# Need input on time and sidewalks



## Hunter9 (Jul 7, 2006)

I have been plowing for over 17 years, and have done both commercial and residential over that time. I moved away from commercial (got a new job and did not want to be over committed).
Any-who, I am still doing mostly resi's (14 now all within a 3 mile radius) and I got a call tonight from a good current customer to bid their church. This is the biggest site I have done in about 10 years and need some input please.

The building is L shaped and the lot is approx 57000 +/- sq ft. There is also a home in the trees to the right of the church that has a straight 12' wide 350 ft long drive. I am running a F350 8" boss blade. Question is how long to plow a 2-4" storm? 1 hour? 1.25 hours?

Next I may also be asked to bid sidewalks, I would use a Toro single stage for them. There is almost 700 running feet of sidewalk varying from 4-5' wide. How long would this take? 30 minutes? 45 minutes?

Last how much salt with a lot this size take after a normal storm? And how much for the side walks? (I have never salted this large of a property before)

Thanks for the help!


----------



## Wayne Volz (Mar 1, 2002)

*Estimate for church*

Plow time about an hour at 35% efficiency factor with your 8 foot plow. About 750 pounds of material on average

Sidewalk time at .70 hour at 60% eff. factor at .8 mph average clearing speed. About 280 - 300 lbs. of material for walks at 8 pounds per 1,000 square feet.

Price the job based on your hourly rates for each service but this should be very accurate time and material rates for the job based on 2-3 inches.

Good luck. If you need help calculating cost per hour, check out our Snow & Ice Management package.

Good luck.


----------



## Hunter9 (Jul 7, 2006)

Perfect thanks Wayne, if I keep moving into more commercial I will definitely be picking that package up.


----------



## Boomer123 (Dec 18, 2011)

Hunter here is a cool calculator http://mortonmelters.com/m/calculator/


----------



## perrysee (Jul 30, 2009)

i like the salt calculator boomer123


----------



## Hunter9 (Jul 7, 2006)

Wayne Volz;1399960 said:


> Plow time about an hour at 35% efficiency factor with your 8 foot plow. About 750 pounds of material on average
> 
> Sidewalk time at .70 hour at 60% eff. factor at .8 mph average clearing speed. About 280 - 300 lbs. of material for walks at 8 pounds per 1,000 square feet.
> 
> ...


Wayne I think I am missing something here. 750lbs of salt on 57000 sq ft and then for the walks it would be 300 lbs for only 3000 +/- sq ft?
When I ran the numbers I can up with roughly 30-35 lbs for the walks??


----------



## wideout (Nov 18, 2009)

Boomer123;1400094 said:


> Hunter here is a cool calculator http://mortonmelters.com/m/calculator/


I have that app on my phone and imo they call for way more salt then needed so make sure you test it out for yourself to make sure you dont waste material


----------



## Hunter9 (Jul 7, 2006)

Ok so would I be safe at $225 for salt application (650-750 lbs) to the lot 56000 sq ft?

Thanks for any input.


----------



## NickT (Feb 1, 2011)

Subscribed


----------



## Wayne Volz (Mar 1, 2002)

*My mistake*



Hunter9;1400910 said:


> Wayne I think I am missing something here. 750lbs of salt on 57000 sq ft and then for the walks it would be 300 lbs for only 3000 +/- sq ft?
> When I ran the numbers I can up with roughly 30-35 lbs for the walks??
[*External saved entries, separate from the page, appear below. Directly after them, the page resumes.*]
Issue #1373, opened 2021-09-29
Bug: Opening URL to board sometimes opens Dashboard instead


chenilim:
## Steps to reproduce the behavior

1. Go to [Focalboard community channel](https://community-daily.mattermost.com/core/channels/focalboard) (on community-daily)
2. Click on "meeting topics" in the channel header
3. Boards dashboard opens

## Expected behavior

The linked board should open

## Edition and Platform

 - Edition: Mattermost plugin
 - Version: v0.9.1 RC2
 - Browser and OS: Chrome 93 on macOS

## Additional context

This might be related to the new routes and dashboard code. It seems that opening a board url in the same tab (e.g. a relative URL) triggers a different code path / navigation.

chenilim:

I added a zero, my mistake.

We generally calculate about 14 pounds +/- for lots, and about 8-10 for walks based on conditions and variables.

Thanks for paying attention.


----------



## swtiih (Nov 30, 2008)

sidewalks consume time in wet snow or heavy accumulation price accordingly.


----------



## cj7plowing (Feb 7, 2009)

the last 2 office complexs I bid, I gave them a price on the lot and a price of $35 an hour per shoveler. That way you are not getting hurt on the sidewalks as they eat up alot of time in larger snows. 700 ft of sidewalk is a pretty good size. I would say atleast 4 man hours for a 4 inch storm including salting them. Might not be a bad idea to invest in a stronger snow blower if you get it.


----------



## bristolturf (Dec 20, 2008)

Salting is just a huge varialbe. I am new to an operation this year as their maintenance manager and I am getting ready to bid a few 12 month contracts with landscape and snow and I wanted to see what we were averaging on salt per acre for our jobs this year. We have two sites that are each 13 acres. On the first site, a shopping complex, we are putting dowing about 3-5 tons following the completion of the storm, which depending on the event, which equals 450-770lbs per acre. On the second site of 13 acres, a manufacturing/office facility, we usually put out 2 tons each application, so only 300lbs per acre which brings us to roughly 550lbs per acre average. Sidewalk we use about 1 bag per 3000 sqft. So your probably looking at about 1 bag of sidewalk salt for the job.

To do a 2-4" storm I would just figure on about 1.25hours to be safe. Gives you a little added room on the larger storm. Remember when your hitting 4" on those longer runs, your going to have a lot of snow on your blade at the end of the run. For the sidewalks it all depends on the snow water content. If its dry you wont havea problem hitting those sidewalks in about 30 minutes for 2" up to about 45 minutes for 4," but if you have to shovel them becaue its wet and your thrower is clogging up, your going to run probably around 1.5-2hours on it.


----------